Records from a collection
Issue #4749, opened 2026-02-04
Gemini STT webhook failure


shijithkjayan:
There were 22 failures in 3 days for stt flows.
Gemini threw this error: 
```
** (Glific.ThirdParty.Gemini.ApiClient.Error) Gemini STT Failure: %{error: %{code: 400, message: "Cannot fetch content from the provided URL.", status: "INVALID_ARGUMENT"}}
```

Gemini is not able to access the link from gupshup. we have written to them

PR #4751, opened 2026-02-05
Use inline data option for Gemini STT instead of file URI

shijithkjayan:
## Summary
Target issue is #4749   

This PR changes the Gemini Speech-to-Text (STT) implementation to use inline base64-encoded audio data instead of file URIs. This approach downloads the media content first, encodes it, and sends it directly to the Gemini API.

#### Gupshup API Client (`lib/glific/providers/gupshup/api_client.ex`)
- Added `download_media_content/2` function to download media files and return base64-encoded content
- Uses a separate Tesla client with `debug: false` to prevent logger errors when handling binary responses (Happens only in dev environment, but using client is the way forward)
- Added custom `Error` module for better error tracking via AppSignal

#### Gemini Module (`lib/glific/third_party/gemini.ex`)
- Updated `speech_to_text/2` to first download and encode media via `Gupshup.ApiClient.download_media_content/2`
- Added proper error handling for download failures

#### Gemini API Client (`lib/glific/third_party/gemini/api_client.ex`)
- Changed `speech_to_text/2` to accept base64-encoded audio data instead of a URL
- Updated request body to use `inline_data` with `mime_type` and `data` fields instead of `file_data` with `file_uri`

#### Tests
- Added new test file for Gupshup API client (`test/glific/providers/gupshup/api_client_test.exs`)
- Updated Gemini API client tests to pass encoded audio data
- Updated Gemini module tests to mock both media download and API calls

#### Bug Fix
- Fixed indentation issue in `lib/glific/erase.ex

### DIFF
--- a/lib/glific/providers/gupshup/api_client.ex
+++ b/lib/glific/providers/gupshup/api_client.ex
@@ -78,10 +78,12 @@ defmodule Glific.Providers.Gupshup.ApiClient do
     # Using a separate client as Logger middleware throws errors
     # if debug is not disabled since it does not handle bitstrings.
     client =
-      Tesla.client([
-        {Tesla.Middleware.Logger, debug: false},
-        {Tesla.Middleware.FormUrlencoded, encode: &Query.encode/1}
-      ])
+      Tesla.client(
+        [
+          {Tesla.Middleware.Logger, debug: false},
+          {Tesla.Middleware.FormUrlencoded, encode: &Query.encode/1}
+        ] ++ Glific.get_tesla_retry_middleware()
+      )
 
     client
     |> Tesla.get(audio_url)


lib/glific/third_party/gemini/api_client.ex
```diff
@@ -122,14 +122,15 @@ defmodule Glific.ThirdParty.Gemini.ApiClient do
...
+  defp stt_request_body(data) do
     %{
       "contents" => [
         %{
           "parts" => [
             %{
-              "file_data" => %{
-                "file_uri" => audio_url
+              "inline_data" => %{
+                "mime_type" => "audio/mp3",
```
shijithkjayan, line 135: Note: Hardcoded the `mime_type` here, should see if this is going to be an issue. Tested with `audio/ogg; codecs=opus`, seems to be working fine.

lib/glific/providers/gupshup/api_client.ex
```diff
@@ -60,4 +68,45 @@ defmodule Glific.Providers.Gupshup.ApiClient do
...
+    # if debug is not disabled since it does not handle bitstrings.
+    client =
+      Tesla.client([
+        {Tesla.Middleware.Logger, debug: false},
+        {Tesla.Middleware.FormUrlencoded, encode: &Query.encode/1}
+      ])
+
+    client
+    |> Tesla.get(audio_url)
+    |> case do
```
AmishaBisht, line 90: Do we need explicit receive timeout here?

lib/glific/third_party/gemini/api_client.ex
AmishaBisht: Can we add a comment explaining why we are hardcoding mime type and ogg is working as well? for future reference.

AmishaBisht (approved):

lib/glific/providers/gupshup/api_client.ex
shijithkjayan: I feel 5 seconds is enough, we can add more later if required

lib/glific/third_party/gemini/api_client.ex
shijithkjayan: Done 0e12549

akanshaaa19 (approved):

lib/glific/providers/gupshup/api_client.ex
```diff
@@ -60,4 +68,45 @@ defmodule Glific.Providers.Gupshup.ApiClient do
...
+  """
+  @spec download_media_content(String.t(), non_neg_integer()) ::
+          {:ok, String.t()} | {:error, :download_failed}
+  def download_media_content(audio_url, organization_id) do
+    # Using a separate client as Logger middleware throws errors
+    # if debug is not disabled since it does not handle bitstrings.
+    client =
+      Tesla.client([
+        {Tesla.Middleware.Logger, debug: false},
+        {Tesla.Middleware.FormUrlencoded, encode: &Query.encode/1}
```
priyanshu6238: Are we not going to retry in this case when the request fail because of some reason?

shijithkjayan: Good catch, added it f4addb0

priyanshu6238 (approved):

Problem
Among the lines above, find each one containing the string "going" and copy it.

Output
shijithkjayan, line 135: Note: Hardcoded the `mime_type` here, should see if this is going to be an issue. Tested with `audio/ogg; codecs=opus`, seems to be working fine.
priyanshu6238: Are we not going to retry in this case when the request fail because of some reason?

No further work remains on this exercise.